Spark Quickstart on Windows 10 Machine
Apache Spark™ is a unified analytics engine for large-scale data processing.
Install java
Install spark (2 ways)
-
Using pyspark (trimmed down version of spark with only python binaries).
spark programs can also be run using java, scala, R and SQL if installed using method 2 while pyspark only supports python.
conda create -n "spark" pip install pyspark
-
Using spark binaries
-
download spark binaries
-
Install 7zip for winodows 64 bit and extract spark-2.4.4-bin-hadoop2.7.tgz
PS C:\Users\krkusuk.REDMOND\bin> dir .\spark-2.4.4-bin-hadoop2.7\ Directory: C:\Users\krkusuk.REDMOND\bin\spark-2.4.4-bin-hadoop2.7 Mode LastWriteTime Length Name ---- ------------- ------ ---- d----- 8/27/2019 2:30 PM bin d----- 8/27/2019 2:30 PM conf d----- 8/27/2019 2:30 PM data d----- 8/27/2019 2:30 PM examples d----- 8/27/2019 2:30 PM jars
-
Add bin directory to PATH environment variable
C:\Users\krkusuk.REDMOND\bin\spark-2.4.4-bin-hadoop2.7\bin
-
Test spark installation
Check your spark installation directory in anaconda powershell.
(spark) PS C:\Users\krkusuk> gcm pyspark
CommandType Name Version Source
----------- ---- ------- ------
Application pyspark.cmd 0.0.0.0
C:\Users\krkusuk\AppData\Local\Continuum\miniconda3\envs\spark\Scripts\pyspark.cmd
> pyspark
____ __
/ __/__ ___ _____/ /__
_\ \/ _ \/ _ `/ __/ '_/
/__ / .__/\_,_/_/ /_/\_\ version 2.4.4
/_/
Using Python version 3.7.4 (default, Aug 9 2019 18:34:13)
SparkSession available as 'spark'.
>>> spark.version
'2.4.4'
Winutils error fix :
If seeing a bunck of java related errors while starting spark, install winutils using this link .
Download data
Download usda employment website to run analysis.
Unzip the file
Play with spark shell
Setting log Level to WARN
-
If installed spark through pyspark.
Problem with setting loglevel in pyspark 2 solutions that worked for me.
-
Through config file
Get spark home
>>> import os >>> os.environ["SPARK_HOME"] 'C:\\Users\\krkusuk\\AppData\\Local\\Continuum\\miniconda3\\envs\\spark\\lib\\site-packages\\pyspark'
Create conf folder and log4j.properties file inside conf folder. Write these inside the file.

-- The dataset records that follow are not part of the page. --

PR #31695, opened 2026-06-19
MAINT: Fix emscripten wheel build.

charris:
Emscripten currently fails to build wheels using
cibuildwheel >= 4.0.0.

AI suggested possible fixes.


charris:
Putting this in because we need it for newer cibuildwheel. I killed loongarch because it was stuck compiling uv. We need to fix that.

PR #31696, opened 2026-06-19
MAINT: Avoid compiling uv for loongarch

charris:
The uv package is pip installed, add `--only-binary` flag. That will allow upgrades, but only when they are
compiled. Rust compilation is very slow in emulation. The reason this is needed now is that uv had a new
release today 6/19/2026.

Used AI to discuss the problem and check the loongarch pip repo.


charris:
Self merging. This saves about 2 hours of compile time.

# Set everything to be logged to the console log4j.rootCategory=WARN, console log4j.appender.console=org.apache.log4j.ConsoleAppender log4j.appender.console.target=System.err log4j.appender.console.layout=org.apache.log4j.PatternLayout log4j.appender.console.layout.ConversionPattern=%d{yy/MM/dd HH:mm:ss} %p %c{1}: %m%n
-
Through code
spark = (SparkSession .builder .appName('PythonEmpAnalysis') .getOrCreate()) spark.sparkContext.setLogLevel('ERROR')
-
-
If spark is installed through binary download
Set your environment variable SPARK_HOME to root level directory where you installed Spark on your local machine.
To avoid verbose INFO messages printed on the console, set rootCategory=WARN in the conf/ log4j.properties file.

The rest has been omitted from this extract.